• Task objective
In the entries below, the lines from the one with "Replace params.size >" through the one with "- 4.23+: web/src/shared/utils/utils.ts" are to be copied exactly; both ends count.

• Exercise material

PR #7396, opened 2024-09-20
Create lintscan

sharkeshd:
Added Lint scanner for code Scanning


chaoren:
Could you please explain what this is and why we should add it?

PR #1113, opened 2026-08-05
NO-JIRA: feat: add renovate configuration

jgbernalp:
## Summary by CodeRabbit

* **Chores**
  * Added automated dependency update management with scheduled checks and controlled pull request limits.
  * Configured dependency version pinning, release-age safeguards, and grouped PatternFly updates.
  * Added vulnerability alert labeling and standardized security update commit messages.
  * Excluded selected dependencies and front-end packages from automated updates.

### DIFF
--- a/renovate.json
+++ b/renovate.json
@@ -1,0 +1,60 @@
+{
+  "$schema": "https://docs.renovatebot.com/renovate-schema.json",
+  "schedule": ["* 6 * * *"],
+  "timezone": "UTC",
+  "prConcurrentLimit": 10,
+  "rangeStrategy": "pin",
+  "includePaths": ["go.mod", "go.sum", "web/**"],
+  "ignoreDeps": ["eslint", "eslint-config-base"],
+  "lockFileMaintenance": {
+    "enabled": false
+  },
+  "vulnerabilityAlerts": {
+    "labels": ["security"],
+    "commitMessagePrefix": "NO-JIRA: chore(security):"
+  },
+  "packageRules": [
+    {
+      "matchDepTypes": ["peerDependencies"],
+      "rangeStrategy": "auto"
+    },
+    {
+      "matchUpdateTypes": ["minor", "patch"],
+      "minimumReleaseAge": "14 days"
+    },
+    {
+      "matchFileNames": ["web/**"],
+      "matchPackageNames": [
+        "react",
+        "react-dom",
+        "react-i18next",
+        "react-redux",
+        "react-router",
+        "redux",
+        "redux-thunk",
+        "@perses-dev/*",
+        "@codemirror/*",
+        "@emotion/*",
+        "@hookform/resolvers",
+        "@lezer/highlight",
+        "@mui/material"
+      ],
+      "enabled": false
+    },
+    {
+      "matchFileNames": ["web/**"],
+      "matchPackageNames": [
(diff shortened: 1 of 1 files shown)


renovate.json
```diff
@@ -0,0 +1,55 @@
...
+  "timezone": "UTC",
+  "prConcurrentLimit": 10,
+  "rangeStrategy": "pin",
+  "includePaths": ["go.mod", "go.sum", "web/**"],
+  "lockFileMaintenance": {
+    "enabled": false
+  },
+  "vulnerabilityAlerts": {
+    "labels": ["security"],
+    "commitMessageSuffix": "security:"
```
PeterYurkovich: This is the suffix, but I think with the `:` you are expecting the commit to look like `security: upgrade xyz` when its currently configured like `upgrade xyz security:`. I think based on conventional commit format it should be `chore(security):` as a `commitMessagePrefix that you are looking for

renovate.json
```diff
@@ -0,0 +1,55 @@
...
+  },
+  "packageRules": [
+    {
+      "matchUpdateTypes": ["major", "minor", "patch"],
```
PeterYurkovich: I'm not super familiar with renovate, but will this cause renovate to create PR's to update all of our dependencies constantly even for breaking changes in major and minor versions?

renovate.json
```diff
@@ -0,0 +1,55 @@
...
+      "minimumReleaseAge": "14 days"
+    },
+    {
+      "matchFileNames": ["web/**"],
```
PeterYurkovich, line 26: We can just use [ignoreDeps](https://docs.renovatebot.com/configuration-options/#ignoredeps) instead of creating a group that only turns them off

renovate.json
```diff
@@ -0,0 +1,55 @@
...
+      "matchUpdateTypes": ["major", "minor"],
+      "enabled": false
+    },
+    {
+      "matchFileNames": ["web/**"],
+      "groupName": "patternfly",
+      "matchPackageNames": ["@patternfly/*"]
+    }
+  ]
+}
```
PeterYurkovich, line 60: We should probably just enable [semantic commits](https://docs.renovatebot.com/configuration-options/#semanticcommits).

Thinking about it more, it may be better to not have semantic commits for the autogenerated PR's and have the commit's start with `NO-JIRA:` instead so that they are able to be merged without us needing to update the title every time (or maybe this isn't necessary). https://docs.renovatebot.com/configuration-options/#prtitle

PeterYurkovich (commented):
Perhaps we can look at this as a follow up, but renovate does allow grouping updates, so we may be able to look into that to not be overwelmed

renovate.json
jgbernalp: I added both for now to align with our current and future commit message structure

renovate.json
jgbernalp: I'd like to keep it this way as the ignoreDeps is an exact match, and other ignored deps use pattern matching. I could split it but then there will be 2 places to think about.

renovate.json
jgbernalp: changed to `['minor', 'patch']`

jgbernalp:
> Perhaps we can look at this as a follow up, but renovate does allow grouping updates, so we may be able to look into that to not be overwelmed

yeah, I added some basic grouping but wanted to check after running it which others make sense.

PR #1123, opened 2026-08-12
OU-1486: [release-coo-ocp-4.19] refactor: remove i18n script in favor of env var configuration

jgbernalp:
- use webpack instead of i18n script
- remove obsolete Dockerfiles and i18n script


scripts/start-console.sh
```diff
@@ -4,9 +4,9 @@ set -euo pipefail
 
 CONSOLE_IMAGE=${CONSOLE_IMAGE:="quay.io/openshift/origin-console:latest"}
 CONSOLE_PORT=${CONSOLE_PORT:=9000}
-PLUGIN_PORT=${PLUGIN_PORT:=9001}
+PLUGIN_PORT=${PLUGIN_PORT:=9443}
```
PeterYurkovich, line 7: We need to update the readme to note that the backend needs to be running if we change the port here to use the backend port

jgbernalp: updated

PR #1124, opened 2026-08-12
OCPBUGS-99942: Fix missing query params in Prometheus API requests

gauron99:
## Claude analysis
Replace params.size > 0 with params.toString() check in buildPrometheusUrl. URLSearchParams.size is
unsupported in older browsers (pre-Chrome 113, pre-Firefox 112, pre-Safari 17), causing query parameters
to be silently dropped and Thanos to return 400.

https://caniuse.com/mdn-api_urlsearchparams_size

Affected versions: OCP 4.19 through current.
- 4.19-4.22: web/src/components/utils.ts
- 4.23+: web/src/shared/utils/utils.ts
- 4.18 and earlier: not affected.

## Verification

Headless Chrome test with `URLSearchParams.prototype.size` overridden to `undefined`:
- Old code (`params.size > 0`): returns empty string, query params dropped
- New code (`params.toString()`): returns `?query=up&start=123&end=456&step=30`

## Summary by CodeRabbit

* **Bug Fixes**
  * Improved URL generation for Prometheus queries, including cleaner handling when no search parameters are present.

### DIFF
--- a/web/src/shared/utils/utils.ts
+++ b/web/src/shared/utils/utils.ts
@@ -269,9 +269,8 @@ export const buildPrometheusUrl = ({
   }
 
   const params = getSearchParams(prometheusUrlProps);
-  return `${basePath}/${prometheusUrlProps.endpoint}${
-    params.size > 0 ? '?' + params.toString() : ''
-  }`;
+  const queryString = params.toString();
+  return `${basePath}/${prometheusUrlProps.endpoint}${queryString ? '?' + queryString : ''}`;
 };
 
 type PrometheusURLProps = {


PeterYurkovich:
@gauron99 Could you please define where the need to support browsers that are more than 3 years old is coming from? If it is a requirement for UI teams, then our team will need to add other polyfills and testing to ensure compliance

gauron99:
Hi, we are waiting to hear back about the CU browser version. I just prepped this PR for the case as it fixed my issue. @PeterYurkovich

gauron99:
closing the ticket as its still unclear what the JIRA resolution looks like, waiting on customer. keeping the reference to this PR as "immediate quick fix for the JIRA raised"

PR #1142, opened 2026-08-14
[release-4.22] OCPBUGS-98787: fix for CVE-2026-48801

rhdmalone:
[release-4.22] OCPBUGS-98787: fix for CVE-2026-48801

### DIFF
--- a/web/package-lock.json
+++ b/web/package-lock.json
@@ -18826,12 +18826,22 @@
       "license": "MIT"
     },
     "node_modules/linkify-it": {
-      "version": "2.2.0",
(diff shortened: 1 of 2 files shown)


jgbernalp:
@rhdmalone this patch might introduce undesired behavior as is bumping the version at lease 4 versions ahead. The root cause is that the library is not maintained anymore. I created this PR to replace it with a maintained library. We should apply the same patch to older versions to resolve this CVE. https://github.com/openshift/monitoring-plugin/pull/1144

rhdmalone:
thanks @jgbernalp I will adopt the approach you took

PR #1148, opened 2026-08-18
NO-JIRA: chore: organize dev dependencies and avoid cypress binary install

jgbernalp:
- Avoid cypress binary installation in Dockerfiles, except Dockerfile.test
- organize dev deps for better CVE reporting

## Summary by CodeRabbit

- **Build Improvements**
  - Streamlined application and development container builds by skipping unnecessary Cypress binary downloads.
  - Improved test image creation by disabling automated Git hooks during builds.

- **Maintenance**
  - Reorganized frontend packages so build-time tools are separated from runtime dependencies.
  - Reduced unnecessary installation overhead and improved consistency across development, testing, and production environments.


PeterYurkovich:
Cool find on the cypress not installing env. We could probably do something similar for our build binaries as well, or at least only install the platform we need, although it's probably best to wait until we move to rspack to look into that.

I've set myself a task for today to split up the points we discussed in the testing meeting, split the styleguide PR into jira issues, and point the existing tech debt stories. I'll make sure to add in the rspack upgrade as well

PeterYurkovich:
/label qe-approved
QE performed by passing tests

• Final answer
Replace params.size > 0 with params.toString() check in buildPrometheusUrl. URLSearchParams.size is
unsupported in older browsers (pre-Chrome 113, pre-Firefox 112, pre-Safari 17), causing query parameters
to be silently dropped and Thanos to return 400.

https://caniuse.com/mdn-api_urlsearchparams_size

Affected versions: OCP 4.19 through current.
- 4.19-4.22: web/src/components/utils.ts
- 4.23+: web/src/shared/utils/utils.ts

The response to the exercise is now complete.